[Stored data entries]
*** Block opens ***

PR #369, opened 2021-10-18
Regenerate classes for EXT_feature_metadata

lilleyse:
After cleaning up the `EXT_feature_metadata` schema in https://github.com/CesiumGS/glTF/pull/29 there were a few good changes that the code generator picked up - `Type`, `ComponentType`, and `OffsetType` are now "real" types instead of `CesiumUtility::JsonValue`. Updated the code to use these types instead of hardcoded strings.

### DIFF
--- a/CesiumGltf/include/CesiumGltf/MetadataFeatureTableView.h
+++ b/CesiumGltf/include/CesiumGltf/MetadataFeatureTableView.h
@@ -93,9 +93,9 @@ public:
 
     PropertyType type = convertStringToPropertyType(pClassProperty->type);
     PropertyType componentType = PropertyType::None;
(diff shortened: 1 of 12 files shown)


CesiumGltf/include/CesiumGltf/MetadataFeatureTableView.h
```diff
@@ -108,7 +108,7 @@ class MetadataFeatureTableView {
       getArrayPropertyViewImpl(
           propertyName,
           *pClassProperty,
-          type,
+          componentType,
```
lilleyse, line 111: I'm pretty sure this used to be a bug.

*** Block closes ***

Give every entry back exactly as it was written above.

**WRITTEN SOLUTION**
PR #369, opened 2021-10-18
Regenerate classes for EXT_feature_metadata

lilleyse:
After cleaning up the `EXT_feature_metadata` schema in https://github.com/CesiumGS/glTF/pull/29 there were a few good changes that the code generator picked up - `Type`, `ComponentType`, and `OffsetType` are now "real" types instead of `CesiumUtility::JsonValue`. Updated the code to use these types instead of hardcoded strings.

### DIFF
--- a/CesiumGltf/include/CesiumGltf/MetadataFeatureTableView.h
+++ b/CesiumGltf/include/CesiumGltf/MetadataFeatureTableView.h
@@ -93,9 +93,9 @@ public:
 
     PropertyType type = convertStringToPropertyType(pClassProperty->type);
     PropertyType componentType = PropertyType::None;
(diff shortened: 1 of 12 files shown)


CesiumGltf/include/CesiumGltf/MetadataFeatureTableView.h
```diff
@@ -108,7 +108,7 @@ class MetadataFeatureTableView {
       getArrayPropertyViewImpl(
           propertyName,
           *pClassProperty,
-          type,
+          componentType,
```
lilleyse, line 111: I'm pretty sure this used to be a bug.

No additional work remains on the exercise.